━━━━━ EXERCISE INPUTS
PR #3575, opened 2016-06-07
Fix alignment bug of pulses data array

schwabe:
The second element of the modulePulsesData was never forced to be correctly aligned. Without the new
pulses and without the Multimodule code the second element was never misaligned since the PXX pulses
union member was always the largest member and was 4 byte aligned by coincidence, also making the
second modulePulseData array member 4 byte aligned.

With the Multimodule option enabled the dsm pulses struct becomes the largest union member with 607 bytes
and the second modulePulsesData is not aligned to anything anymore which completely screws up the pulses
generation.

Forcing the alignment of the ModulePulsesData fixes this issue.

### DIFF
--- a/radio/src/pulses/pulses_arm.h
+++ b/radio/src/pulses/pulses_arm.h
@@ -115,13 +115,20 @@ union ModulePulsesData {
━━━━━━━━━━
EXERCISE: Write out the full listing exactly as given.

RESPONSE BOX:
PR #3575, opened 2016-06-07
Fix alignment bug of pulses data array

schwabe:
The second element of the modulePulsesData was never forced to be correctly aligned. Without the new
pulses and without the Multimodule code the second element was never misaligned since the PXX pulses
union member was always the largest member and was 4 byte aligned by coincidence, also making the
second modulePulseData array member 4 byte aligned.

With the Multimodule option enabled the dsm pulses struct becomes the largest union member with 607 bytes
and the second modulePulsesData is not aligned to anything anymore which completely screws up the pulses
generation.

Forcing the alignment of the ModulePulsesData fixes this issue.

### DIFF
--- a/radio/src/pulses/pulses_arm.h
+++ b/radio/src/pulses/pulses_arm.h
@@ -115,13 +115,20 @@ union ModulePulsesData {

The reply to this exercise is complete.